五年前の勝負でカズマが負けて以来、剣術の稽古に関わることは全て許されることになってしまって、雪姫は悠々と城内を馬に乗って横切る。しかし今日は運が悪かった。通用門に向かう途中、江戸家老の息子、高崎誠太郎と山林奉行の息子、横山道六が登城するのと出会ってしまった。この二人は白根義道の仲間で雪姫を古賀江知馬の正室として迎えるのに強硬に反対している。
「おっと、腰抜けに会ってしまった。縁起が悪いな」
「おい腰抜け、腰抜け、返事をせんか」
無視も出来ずにカズマは視線を向けた。
「お勤めご苦労さまです」
「おっ、返事をしたな。自分で腰抜けだと認めておるぞ、こやつ」
「なぁ腰抜け、うちの家で使ってる忍者が言っておったぞ、お城の御庭之者になど出世したくないからずっとうちで使ってください、なんせお城に行くと、あの腰抜けを上にいただかなければならないのですから、恥ずかしくってとてもやってられないってな」
二人は顔を見合わせ、これはよく出来た冗談だと大笑いしながらもうカズマには目もくれず歩き去って行った。

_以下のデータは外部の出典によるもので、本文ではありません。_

PR #167, opened 2018-07-17
[Ready for review] Reorganize content on building a form

bernars-usa:
Addresses #139. From that issue:

> This topic has thus far been pared down quite a bit from what existed originally, but it's by no means optimal. ... It's possible some of the content needs to be pulled out into separate topics altogether.

Right now, I've pulled the Quick Start content from @dmethvin-gov into a separate file, and renamed a few others. I'll leave some comments explaining what I moved where.

🖥 [Rendered](https://github.com/usds/us-forms-system/blob/schema-uischema/docs/building-a-form/README.md#building-a-form)

PR #175, opened 2018-07-19
[Ready for review] Update main Docs readme and update code comment

bernars-usa:
This PR fixes a couple of small things:

- It updates links in the main Docs readme according to the current reality, which is something I overlooked before merging #167. 😅 
- It takes a stab at a more helpful code comment about the `keepInPageOnReview` property (based on discussion in https://github.com/usds/us-forms-system/pull/167#discussion_r203408856).


docs/building-a-form/about-the-schema-and-uischema-objects.md
```diff
@@ -230,8 +230,10 @@ The us-forms-system code includes additional `uiSchema` functionality not found
       };
     },
 
-    // Use this when you have an array field that should not be pulled out of the page its
-    // in and shown separately on the review page.
+    // By default, array fields that are displayed on a single page in a form, such as
+    // information for multiple dependents, are displayed as separate pages or sections on
```
annekainicUSDS: Really nitpicky, but I might reword this to "are display in a separate section on the review page." Only because the way it works is all the info in the array field is displayed together, and the wording now makes it sound like each item within the array gets its own section, so just wanted to clarify that a bit!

カズマは、だいぶ暖かくなってきたとはいえ、雪姫は小袖だけで寒くないだろうかと考えていた。
「あ奴らは、私に直接言えぬ分、おまえにあたるのだな」
雪姫が言った。
「ん? 雪姫、ああいうのは放っておくんです。いちいち聞いていると体が汚くなりますよ」
「私は気にしていない。おまえは修行が足りんから気にするかと思ったんだ」
「俺はその手のことはたっぷり修行させてもらってますから。おかげさんで」
「おまえが弱いのはおまえのせいだぞ」
「雪姫が強いのは雪姫のせいです」
「もういい。おまえとは口をききたくない」
「・・・・・」
「・・・・・」
「・・・・・」
馬がぱかぽこ歩く。
「町まで退屈だ」
「そうですねぇ。じゃあ、鉢をかぶっていたお姫様の話をしましょうか」
「その話はもう私が話せるぐらいに聞いた」
「あー、じゃあ、ものぐさで汚い男が京で嫁を探す話」
「おまえは話を知らんな。私は源氏物語が聞きたい」
カズマは思わずむせた。
「げっ、源氏! だめ! だめです、あんなどすけべえな話! 早すぎます!」
「もう子どもではないぞ」
「絶対だめです! 親指ぐらいに小さい男の子が鬼を退治する話をしますから」
「源氏がいい」
「だめです!」
町の真ん中を馬で通っても町の者は両脇によけてかしこまったりはしない。城内の雪姫に対する反感が町の中までも広がって、雪姫に敬意を払う者は誰もいないのだ。それどころか、道のあっちこっちの端の方から、オニヒメ、と声がする。
一度男の子がごく近くまで走ってきてオニヒメと叫んだ時には、さすがにカズマが捕まえて謝らせようとしたが、当の雪姫に放すように言われた。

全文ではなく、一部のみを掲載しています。